> **What you should do**
Retyping the data exactly is the task. Include every line.

[Collected data entries]
────

Issue #154, opened 2017-06-09
React.createClass is deprecated and will be removed in React v16.


kwight:
> Warning: Localized(BackButton): React.createClass is deprecated and will be removed in version 16. Use plain JavaScript classes instead. If you're not yet ready to migrate, create-react-class is available on npm as a drop-in replacement.

Instances to be updated:

 - [x] ActionButton
 - [x] ActionsPane
 - [x] BlockComment
 - [x] BlockPost
 - [ ] BlockUser
 - [x] ButtonApprove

────

> **Worked solution**
Issue #154, opened 2017-06-09
React.createClass is deprecated and will be removed in React v16.


kwight:
> Warning: Localized(BackButton): React.createClass is deprecated and will be removed in version 16. Use plain JavaScript classes instead. If you're not yet ready to migrate, create-react-class is available on npm as a drop-in replacement.

Instances to be updated:

 - [x] ActionButton
 - [x] ActionsPane
 - [x] BlockComment
 - [x] BlockPost
 - [ ] BlockUser
 - [x] ButtonApprove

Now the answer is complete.